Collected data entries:
PR #7745, opened 2020-02-06
Fix lifetime calculation in overlapping scroll algorithm

### LINKED ISSUE #7436: osu!taiko finisher shows up too late
https://streamable.com/z45h5

**Beatmap:** 
https://osu.ppy.sh/beatmapsets/1003952#taiko/2101202 (last diff)

**osu!lazer version:** 
latest build on linux (self compiled)

bdach:
Resolves #7436.

# Summary

Changes to lifetime calculation in scrolling rulesets introduced in #7367, which aimed to account for the distance between hit objects' origin and its edge entering the scrolling area, fixed some issues with hit objects appearing abruptly, but also regressed some other scenarios. 

Upon investigation, the regression was localised to the overlapping scroll algorithm. The reason for this was two-fold:

* The previous code used `TimeAt()` to calculate the time of travel from the hit object's edge to its origin. For other algorithms, that time can be accurately reconstructed, because they don't have periods of time where there are multiple hit objects scrolling at different velocities.

  That invariant does not hold for the overlapping algorithm, therefore it is possible for different values to be technically correct for `TimeAt()`. However, the only value that matters for the adjustment is the one that's indicated by the control point that applies to the hit object origin, which can be uniquely identified.

* Additionally, the offset returned (even if correct) was applied externally to the hit object's start time and passed to `GetDisplayStartTime()`. In the overlapping algorithm, the choice of control point used in `GetDisplayStartTime()` is important, since the value of the speed multiplier is read within. Externally rewinding the hit object's start time meant that in some cases the speed multiplier of the *previous* control point is applied, which led to hit objects appearing too late if the scrolling rate decreased.

Because of the above, modify `GetDisplayStartTime()` to take the offset into account in all algorithms, and apply the adjustment correctly inside of them. The constant and sequential algorithms needed no
adjustment from the previous logic, since:

* the constant algorithm disregarded control points, and 
* the sequential algorithm would effectively rewind to `time = 0`, calculate the absolute distance from `time = 0` to the hit object start, apply the origin offset *to the absolute distance*, and then convert back to time, applying all control points in sequence. Due to this it was impossible for control points to get mixed up while calculating.

As for the overlapping algorithm, the high-level logic is as follows: 

* The distance that the origin has to travel is the length of the scroll plus the distance from the origin to the object edge.
* The above distance divided by the scroll length gives the relative scroll lengths that the object has to travel.
* As one relative scroll length takes one time range, the relative travel length multiplied by the time range gives the absolute travel time of the object origin.
* Finally, the control point multiplier applicable at origin time is applied to the whole travel time.

Correctness of the above is demonstrated by visual tests added before and headless unit tests of the algorithms themselves. The sequential scroll algorithm was not covered by unit tests, and remains uncovered due to floating-point inaccuracies that need to be addressed separately.

# Remarks

The visual test scene was changed to add steps demonstrating the regression, and additionally to better distinguish the hit objects by assigning them random colours.

I'm not happy with adding new parameters to `GetDisplayStartTime`, but I didn't want to expose control points externally as it defeats the entire point of the algorithms, and the original method without them had no meaningful users. The old behaviour can always be recovered by passing a zero adjustment and any non-zero scroll width - I can make that a default interface implementation if deemed necessary, but again - I'm unconvinced we're going to need it.

Here are some demonstration videos for the change:

* test scene ([before](https://streamable.com/jvr6g), [after](https://streamable.com/i31lj)),
* gameplay at the [map reported as affected](https://osu.ppy.sh/beatmapsets/1003952#taiko/2101202) ([before](https://streamable.com/8sz1b), [after](https://streamable.com/np0me)).

### DIFF
--- a/osu.Game/Rulesets/UI/Scrolling/Algorithms/IScrollAlgorithm.cs
+++ b/osu.Game/Rulesets/UI/Scrolling/Algorithms/IScrollAlgorithm.cs
@@ -6,15 +6,33 @@ namespace osu.Game.Rulesets.UI.Scrolling.Algorithms
     public interface IScrollAlgorithm
     {
         /// <summary>
-        /// Given a point in time, computes the time at which it enters the time range.
+        /// Given a point in time associated with an object's origin
+        /// and the spatial distance between the edge and the origin of the object along the scrolling axis,
+        /// computes the time at which the object initially enters the time range.
         /// </summary>
-        /// <remarks>
-        /// E.g. For a constant time range of 5000ms, the time at which t=7000ms enters the time range is 2000ms.
-        /// </remarks>
-        /// <param name="time">The point in time.</param>
+        /// <example>
+        /// Let's assume the following parameters:
+        /// <list type="bullet">
+        ///     <item><paramref name="originTime"/> = 7000ms,</item>
+        ///     <item><paramref name="offset"/> = 100px,</item>
+        ///     <item><paramref name="timeRange"/> = 5000ms,</item>
+        ///     <item><paramref name="scrollLength"/> = 1000px</item>
+        /// </list>
+        /// and a constant scrolling rate.
+        /// To arrive at the end of the scrolling container, the object's origin has to cover
+        /// <code>1000 + 100 = 1100px</code>
+        /// so that the edge starts at the end of the scrolling container.
+        /// One scroll length of 1000px covers 5000ms of time, so the time required to cover 1100px is equal to
+        /// <code>5000 * (1100 / 1000) = 5500ms,</code>
+        /// and therefore the object should start being visible at
+        /// <code>7000 - 5500 = 1500ms.</code>
+        /// </example>
+        /// <param name="originTime">The time point at which the object origin should enter the time range.</param>
+        /// <param name="offset">The spatial distance between the object's edge and its origin along the scrolling axis.</param>
         /// <param name="timeRange">The amount of visible time.</param>
-        /// <returns>The time at which <paramref name="time"/> enters <paramref name="timeRange"/>.</returns>
-        double GetDisplayStartTime(double time, double timeRange);
+        /// <param name="scrollLength">The absolute spatial length through <paramref name="timeRange"/>.</param>
+        /// <returns>The time at which the object should enter the time range.</returns>
+        double GetDisplayStartTime(double originTime, float offset, double timeRange, float scrollLength);
 
         /// <summary>
         /// Computes the spatial length within a start and end time.
--- a/osu.Game.Tests/ScrollAlgorithms/ConstantScrollTest.cs
+++ b/osu.Game.Tests/ScrollAlgorithms/ConstantScrollTest.cs
@@ -18,12 +18,21 @@ namespace osu.Game.Tests.ScrollAlgorithms
         }
 
         [Test]
-        public void TestDisplayStartTime()
+        public void TestPointDisplayStartTime()
         {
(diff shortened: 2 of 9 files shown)


osu.Game/Rulesets/UI/Scrolling/Algorithms/IScrollAlgorithm.cs
```diff
@@ -6,15 +6,33 @@ namespace osu.Game.Rulesets.UI.Scrolling.Algorithms
...
+        ///     <item><paramref name="scrollLength"/> = 1000px</item>
+        /// </list>
+        /// and a constant scrolling rate.
+        /// To arrive at the end of the scrolling container, the object's origin has to cover
+        /// <code>1000 + 100 = 1100px</code>
+        /// so that the edge starts at the end of the scrolling container.
+        /// One scroll length of 1000px covers 5000ms of time, so the time required to cover 1100px is equal to
+        /// <code>5000 * (1100 / 1000) = 5500ms,</code>
+        /// and therefore the object should start being visible at
+        /// <code>7000 - 5500 = 1500ms.</code>
```
smoogipoo: Hmm, this example is a little bit hard to understand, although the correct result is still arrived at. Specifically the line `the origin has to cover 1100px` to me assumes that the edge of the hitobject is already positioned at the edge of the scroll area, but this is not true as they are separated by 300 more pixels (`= (7000 - 5000) * pixels-per-ms - offset`).

```
Consider the following:
                          
< < < < < < < < < < < < < < < < < < < < < < < < (Scroll direction)
         Scroll Area              Object
[--------------------------]      [-----o-----]
      TimeRange = 5000                Origin
       Distance = 1000            Offset = 100px
                                    Time = 7000

Pixels-per-ms (ppms)     = 1000 / 5000 = 0.2
Distance-to-origin (dto) = ppms * 7000 = 1400
Distance-to-edge (dte)   = dto - 100 = 1300

Visible-at = dte * 1 / ppms - TimeRange = 1500
```

Am I missing something? Because this also means that the implementation of `OverlappingScrollAlgorithm` should instead be:

`(originTime - TimeRange - offset * timeRange / scrollLength) / controlPoint.Multiplier)`

That is to say, take the origin time delta, subtract the offset duration, and finally factor in the time-range manipulation control point.

bdach: As far as I can tell, both lines of reasoning are correct. The point of possible confusion is, that when I wrote the 1100px number, what I meant is that the hit object will travel that much in *screen space*, not absolutely from `time = 0`. This is why my assumption of the edge being at the start of the scroll wasn't an incorrect one to make.

The only thing that's not quite right in your formula is that you've divided too much by the control point multiplier (it should not affect the origin time). In fact, if you rearrange your formula with that fixed, you actually get the same result:
```
originTime - TimeRange / controlPoint.Multiplier - offset * timeRange / scrollLength / controlPoint.Multiplier =
(extract common factor)
originTime - TimeRange / controlPoint.Multiplier * (1 + offset / scroll length) =
(move division by scrollLength outside inner bracket)
originTime - TimeRange / controlPoint.Multiplier * (scrollLength + offset) / scrollLength
```
at which point differs from my formula only with the order of operations (I do multiplications first in code so that divisions don't introduce floating point inaccuracies when dividing early).

Please let me know how I can make this clearer.

smoogipoo: Ok thanks! I had a feeling it was just my seeing the issue in a different way :)

smoogipoo (approved):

(Work required): Could you retype exactly the lines above, starting at the line that contains "Correctness of the" and ending at the line that contains "The visual test", and nothing more?

(Answer to this task):
Correctness of the above is demonstrated by visual tests added before and headless unit tests of the algorithms themselves. The sequential scroll algorithm was not covered by unit tests, and remains uncovered due to floating-point inaccuracies that need to be addressed separately.

# Remarks

The visual test scene was changed to add steps demonstrating the regression, and additionally to better distinguish the hit objects by assigning them random colours.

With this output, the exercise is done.